Instructions for the task -
Read through the data and report every line in which the word "slug" occurs.

__________

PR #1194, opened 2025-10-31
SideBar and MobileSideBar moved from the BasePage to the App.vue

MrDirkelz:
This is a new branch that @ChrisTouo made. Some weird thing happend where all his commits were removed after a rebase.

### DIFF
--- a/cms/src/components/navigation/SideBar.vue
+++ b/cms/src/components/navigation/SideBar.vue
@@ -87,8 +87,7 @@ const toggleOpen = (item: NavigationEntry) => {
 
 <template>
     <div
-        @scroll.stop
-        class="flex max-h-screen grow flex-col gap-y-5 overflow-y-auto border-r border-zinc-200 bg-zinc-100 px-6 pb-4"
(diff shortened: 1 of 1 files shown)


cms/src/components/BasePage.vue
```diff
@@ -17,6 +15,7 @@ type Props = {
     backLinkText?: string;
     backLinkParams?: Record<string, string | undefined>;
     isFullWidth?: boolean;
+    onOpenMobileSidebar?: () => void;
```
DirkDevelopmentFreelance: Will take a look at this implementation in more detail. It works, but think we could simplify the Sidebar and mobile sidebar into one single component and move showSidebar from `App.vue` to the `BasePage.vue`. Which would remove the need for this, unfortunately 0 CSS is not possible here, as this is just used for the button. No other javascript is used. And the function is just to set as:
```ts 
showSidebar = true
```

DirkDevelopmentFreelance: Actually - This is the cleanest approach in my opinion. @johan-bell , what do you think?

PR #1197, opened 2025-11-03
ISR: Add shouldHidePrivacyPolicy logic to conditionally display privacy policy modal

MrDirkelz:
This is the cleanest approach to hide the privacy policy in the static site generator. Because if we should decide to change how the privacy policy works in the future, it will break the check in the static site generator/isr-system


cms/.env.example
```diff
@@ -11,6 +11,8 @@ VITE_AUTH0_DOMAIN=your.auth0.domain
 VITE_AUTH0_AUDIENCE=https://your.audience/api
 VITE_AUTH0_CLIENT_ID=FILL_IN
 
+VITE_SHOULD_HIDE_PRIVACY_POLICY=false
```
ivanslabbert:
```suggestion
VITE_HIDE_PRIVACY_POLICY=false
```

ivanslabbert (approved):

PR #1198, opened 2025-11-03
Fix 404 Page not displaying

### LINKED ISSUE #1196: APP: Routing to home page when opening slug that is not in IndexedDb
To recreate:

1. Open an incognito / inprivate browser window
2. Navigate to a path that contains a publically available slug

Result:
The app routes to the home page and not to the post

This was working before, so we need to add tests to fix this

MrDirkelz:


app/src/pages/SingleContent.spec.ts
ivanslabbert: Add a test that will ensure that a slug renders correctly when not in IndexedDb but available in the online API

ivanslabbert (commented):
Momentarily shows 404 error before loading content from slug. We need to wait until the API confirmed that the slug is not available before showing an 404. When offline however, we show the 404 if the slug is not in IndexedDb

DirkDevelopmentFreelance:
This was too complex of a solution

__________

Solved problem -
### LINKED ISSUE #1196: APP: Routing to home page when opening slug that is not in IndexedDb
2. Navigate to a path that contains a publically available slug
ivanslabbert: Add a test that will ensure that a slug renders correctly when not in IndexedDb but available in the online API
Momentarily shows 404 error before loading content from slug. We need to wait until the API confirmed that the slug is not available before showing an 404. When offline however, we show the 404 if the slug is not in IndexedDb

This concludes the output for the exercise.